THE TASK: Return the following from the records below: each line, word for word, starting with the line that contains "--- a/common/api/core-backend.api.md" and going on through the line that contains "kabentley, line 178: I", with nothing outside that range.

++++++

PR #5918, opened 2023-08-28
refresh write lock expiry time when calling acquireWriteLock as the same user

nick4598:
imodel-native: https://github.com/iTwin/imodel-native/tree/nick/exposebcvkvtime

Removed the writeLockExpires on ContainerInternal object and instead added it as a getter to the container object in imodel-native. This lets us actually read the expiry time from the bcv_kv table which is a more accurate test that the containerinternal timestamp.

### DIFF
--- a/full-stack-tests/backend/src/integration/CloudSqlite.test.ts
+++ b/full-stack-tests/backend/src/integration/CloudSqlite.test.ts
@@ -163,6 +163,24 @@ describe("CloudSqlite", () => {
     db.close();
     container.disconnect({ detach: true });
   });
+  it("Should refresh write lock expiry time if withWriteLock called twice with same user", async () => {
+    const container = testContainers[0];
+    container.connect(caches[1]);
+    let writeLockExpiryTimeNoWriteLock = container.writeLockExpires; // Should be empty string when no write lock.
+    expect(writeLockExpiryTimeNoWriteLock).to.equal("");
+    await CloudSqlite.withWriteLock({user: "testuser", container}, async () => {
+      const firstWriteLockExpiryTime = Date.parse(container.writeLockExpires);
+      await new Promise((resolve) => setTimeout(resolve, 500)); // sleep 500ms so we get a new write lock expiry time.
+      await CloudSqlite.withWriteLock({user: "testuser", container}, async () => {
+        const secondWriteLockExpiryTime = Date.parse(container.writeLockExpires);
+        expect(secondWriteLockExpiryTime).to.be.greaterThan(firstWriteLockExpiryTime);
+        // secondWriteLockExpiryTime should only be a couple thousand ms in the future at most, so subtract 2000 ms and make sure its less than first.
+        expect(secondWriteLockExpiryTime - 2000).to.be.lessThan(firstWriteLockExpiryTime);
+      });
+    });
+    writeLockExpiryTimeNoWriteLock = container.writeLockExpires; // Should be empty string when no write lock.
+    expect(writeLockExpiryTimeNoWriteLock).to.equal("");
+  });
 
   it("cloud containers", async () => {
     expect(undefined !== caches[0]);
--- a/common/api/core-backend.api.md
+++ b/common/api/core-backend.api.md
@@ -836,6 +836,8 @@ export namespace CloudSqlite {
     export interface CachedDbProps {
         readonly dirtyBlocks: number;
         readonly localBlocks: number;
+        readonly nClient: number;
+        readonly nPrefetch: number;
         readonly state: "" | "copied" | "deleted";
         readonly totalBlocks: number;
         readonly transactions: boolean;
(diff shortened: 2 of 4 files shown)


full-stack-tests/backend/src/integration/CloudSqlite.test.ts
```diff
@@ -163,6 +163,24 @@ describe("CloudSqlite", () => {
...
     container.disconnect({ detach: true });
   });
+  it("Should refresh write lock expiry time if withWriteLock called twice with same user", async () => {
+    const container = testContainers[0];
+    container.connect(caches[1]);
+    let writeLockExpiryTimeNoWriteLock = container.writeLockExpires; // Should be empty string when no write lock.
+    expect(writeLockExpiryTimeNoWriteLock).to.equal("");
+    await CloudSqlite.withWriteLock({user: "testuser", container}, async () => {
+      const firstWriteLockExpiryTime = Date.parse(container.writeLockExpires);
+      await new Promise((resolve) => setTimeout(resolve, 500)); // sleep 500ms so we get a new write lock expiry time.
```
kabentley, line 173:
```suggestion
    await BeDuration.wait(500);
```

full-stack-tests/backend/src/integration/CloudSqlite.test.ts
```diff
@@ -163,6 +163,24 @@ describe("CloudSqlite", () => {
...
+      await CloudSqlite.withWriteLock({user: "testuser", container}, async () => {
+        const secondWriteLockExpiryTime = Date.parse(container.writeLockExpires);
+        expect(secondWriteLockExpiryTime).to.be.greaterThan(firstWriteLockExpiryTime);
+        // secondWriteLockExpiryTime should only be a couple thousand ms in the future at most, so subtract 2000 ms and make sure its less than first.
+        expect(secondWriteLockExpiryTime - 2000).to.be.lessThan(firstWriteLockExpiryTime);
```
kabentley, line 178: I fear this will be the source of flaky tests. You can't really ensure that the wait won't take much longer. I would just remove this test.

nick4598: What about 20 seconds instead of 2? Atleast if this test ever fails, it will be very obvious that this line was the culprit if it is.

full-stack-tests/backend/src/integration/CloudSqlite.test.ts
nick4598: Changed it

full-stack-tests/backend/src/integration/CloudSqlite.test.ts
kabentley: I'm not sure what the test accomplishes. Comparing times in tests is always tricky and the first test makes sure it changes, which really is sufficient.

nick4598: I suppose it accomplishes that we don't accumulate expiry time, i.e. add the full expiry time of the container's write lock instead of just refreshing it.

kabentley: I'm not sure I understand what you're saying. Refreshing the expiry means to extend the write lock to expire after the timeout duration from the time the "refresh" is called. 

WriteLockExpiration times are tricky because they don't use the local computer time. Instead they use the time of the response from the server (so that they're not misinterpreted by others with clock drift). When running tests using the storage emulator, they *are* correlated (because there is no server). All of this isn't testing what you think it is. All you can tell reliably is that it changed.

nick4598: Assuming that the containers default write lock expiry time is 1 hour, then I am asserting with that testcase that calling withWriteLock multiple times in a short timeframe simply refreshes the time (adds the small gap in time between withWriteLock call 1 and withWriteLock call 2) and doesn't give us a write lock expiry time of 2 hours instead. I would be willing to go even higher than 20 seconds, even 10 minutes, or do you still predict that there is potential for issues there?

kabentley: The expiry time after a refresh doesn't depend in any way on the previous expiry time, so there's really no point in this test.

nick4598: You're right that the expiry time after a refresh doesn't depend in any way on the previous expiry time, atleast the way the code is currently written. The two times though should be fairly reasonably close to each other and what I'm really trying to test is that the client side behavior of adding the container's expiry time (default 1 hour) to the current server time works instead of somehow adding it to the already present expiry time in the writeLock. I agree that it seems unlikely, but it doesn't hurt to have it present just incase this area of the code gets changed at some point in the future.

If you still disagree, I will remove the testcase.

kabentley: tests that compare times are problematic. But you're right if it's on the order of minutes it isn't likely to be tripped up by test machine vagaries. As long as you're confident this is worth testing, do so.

++++++

COMPLETED TASK:
--- a/common/api/core-backend.api.md
+++ b/common/api/core-backend.api.md
@@ -836,6 +836,8 @@ export namespace CloudSqlite {
     export interface CachedDbProps {
         readonly dirtyBlocks: number;
         readonly localBlocks: number;
+        readonly nClient: number;
+        readonly nPrefetch: number;
         readonly state: "" | "copied" | "deleted";
         readonly totalBlocks: number;
         readonly transactions: boolean;
(diff shortened: 2 of 4 files shown)


full-stack-tests/backend/src/integration/CloudSqlite.test.ts
```diff
@@ -163,6 +163,24 @@ describe("CloudSqlite", () => {
...
     container.disconnect({ detach: true });
   });
+  it("Should refresh write lock expiry time if withWriteLock called twice with same user", async () => {
+    const container = testContainers[0];
+    container.connect(caches[1]);
+    let writeLockExpiryTimeNoWriteLock = container.writeLockExpires; // Should be empty string when no write lock.
+    expect(writeLockExpiryTimeNoWriteLock).to.equal("");
+    await CloudSqlite.withWriteLock({user: "testuser", container}, async () => {
+      const firstWriteLockExpiryTime = Date.parse(container.writeLockExpires);
+      await new Promise((resolve) => setTimeout(resolve, 500)); // sleep 500ms so we get a new write lock expiry time.
```
kabentley, line 173:
```suggestion
    await BeDuration.wait(500);
```

full-stack-tests/backend/src/integration/CloudSqlite.test.ts
```diff
@@ -163,6 +163,24 @@ describe("CloudSqlite", () => {
...
+      await CloudSqlite.withWriteLock({user: "testuser", container}, async () => {
+        const secondWriteLockExpiryTime = Date.parse(container.writeLockExpires);
+        expect(secondWriteLockExpiryTime).to.be.greaterThan(firstWriteLockExpiryTime);
+        // secondWriteLockExpiryTime should only be a couple thousand ms in the future at most, so subtract 2000 ms and make sure its less than first.
+        expect(secondWriteLockExpiryTime - 2000).to.be.lessThan(firstWriteLockExpiryTime);
```
kabentley, line 178: I fear this will be the source of flaky tests. You can't really ensure that the wait won't take much longer. I would just remove this test.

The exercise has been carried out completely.